Residual charge dependence of spin transport in chiral biomolecules

Electron spin polarization in biomolecules has drawn significant attention as it embodies an unexplored mechanism for information propagation and electron transfer in biological systems. Despite extensive experimental and theoretical investigations of the CISS (Chirality-Induced Spin Selectivity), there are still many unanswered questions about how electrons are spin-polarized after passing through chiral molecules and, furthermore, how this process influences vital electron transfer reactions. Since peptides are excellent models to examine this aspect of the spin polarization phenomenon, calculations were carried out to compare the spin-dependent transport properties of a charge-neutral peptide composed of seven alanine residues (A7) to that containing a negatively charged aspartic acid residue (A6D), a positively charged lysine residue (A6K), and an aromatic tyrosine residue (A6Y).
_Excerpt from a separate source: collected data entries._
PR #222, opened 2020-12-04
fix "Can not register server socket" The parameter is incorrect. on windows

### LINKED ISSUE #221: Can not register server socket The parameter is incorrect. (os error 87)
This is a problem that appear to be related to https://github.com/actix/actix-web/issues/905.

I have this with the latest version of actix-web 3.3.2 on windows 10.

danylaporte:
## PR Type

Bug Fix

## PR Checklist

## Overview

This should fix another place where this issue have occured.

Closes #221

### DIFF
--- a/actix-server/src/accept.rs
+++ b/actix-server/src/accept.rs
@@ -266,12 +266,7 @@ impl Accept {
         for (token, info) in self.sockets.iter_mut() {
             if let Some(inst) = info.timeout.take() {
                 if now > inst {
-                    if let Err(err) = self.poll.register(
-                        &info.sock,
-                        mio::Token(token + DELTA),
-                        mio::Ready::readable(),
-                        mio::PollOpt::edge(),
-                    ) {
+                    if let Err(err) = register(&self.poll, token, info) {
                         error!("Can not register server socket {}", err);
                     } else {
                         info!("Resume accepting connections on {}", info.addr);
@@ -298,7 +293,7 @@ impl Accept {
                     }
                     Command::Resume => {
                         for (token, info) in self.sockets.iter() {
-                            if let Err(err) = self.register(token, info) {
+                            if let Err(err) = register(&self.poll, token, info) {
                                 error!("Can not resume socket accept process: {}", err);
                             } else {
                                 info!(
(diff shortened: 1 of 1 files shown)


fakeshadow:
I don't unstand. What is the difference?

danylaporte:
2 more lines have been added to the `register` function that call `reregister` on the poll if the first `register` call failed.

robjtede:
I see the change. What's the case that causes it to hit this error?

danylaporte:
@robjtede I don't really know. The codebase is very big and private and I cannot produce a simplified code that reproduces the error. The error occurs some of the time, not always. When I hit the error, actix-web is restarting automatically.

robjtede:
Ok, just add a changelog entry and we can get this in.

fakeshadow:
The thing is if a socket has a timeout it's already deregistered previously. It's either fail to deregister or you should never call register when recovery from backpress.

robjtede:
fakeshadow makes a good point, it would be extraordinarily useful to get something documented instead of blindly patching something we think shouldn't be possible.

I understand that it's private code and minimal reproductions can be very hard to create in these situations. There's 2 error logs near here: https://github.com/actix/actix-net/blob/c02c4603bbb5e108d6d1d2effc5f67b69e35cd8c/actix-server/src/accept.rs#L420 (the only place which starts the timeout process that triggers process_timer) which might shed light on what went wrong here.

danylaporte:
Sometimes, I have the following in my log file:

`Error accepting connection: Either the application has not called WSAStartup, or WSAStartup failed. (os error 10093)`

Probably related to the deregister.

robjtede:
We've spotted something within the codepath that could be the cause of this. Can you try the patch in #223 @danylaporte?

danylaporte:
@robjtede I tried the #223 pull request and I still can reproduce the issue. I did not have any log in my file but actix-web restart. I will continue to investigate and put more log for debugging the issue.

danylaporte:
So frustrating that when I add logging code, I cannot reproduce the issue at all.

danylaporte:
The issue was caused by an invalid unsafe code not related to actix.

We focus our analysis on the spin polarization arising from both spinterface, that is, the interplay between the interfacial electric and magnetic dipole moments, and spin polarization induced by the CISS effect. We find that the asymmetry between the α and β spin transport channels is particularly pronounced in a peptide containing a tyrosine residue. Furthermore, the secondary structure of the peptide plays a key role in spin-dependent transport, with peptides possessing α-helical conformations exhibiting transmission higher than the corresponding extended structures. Tyrosine is a key molecular fragment in photosynthetic complexes and several other biological electron transfer systems. Our results indicate that the natural selection of tyrosine is linked to its versatile electronic structure that allows for a path to spin polarization, which in turn dramatically modifies the nature of electron transfer processes.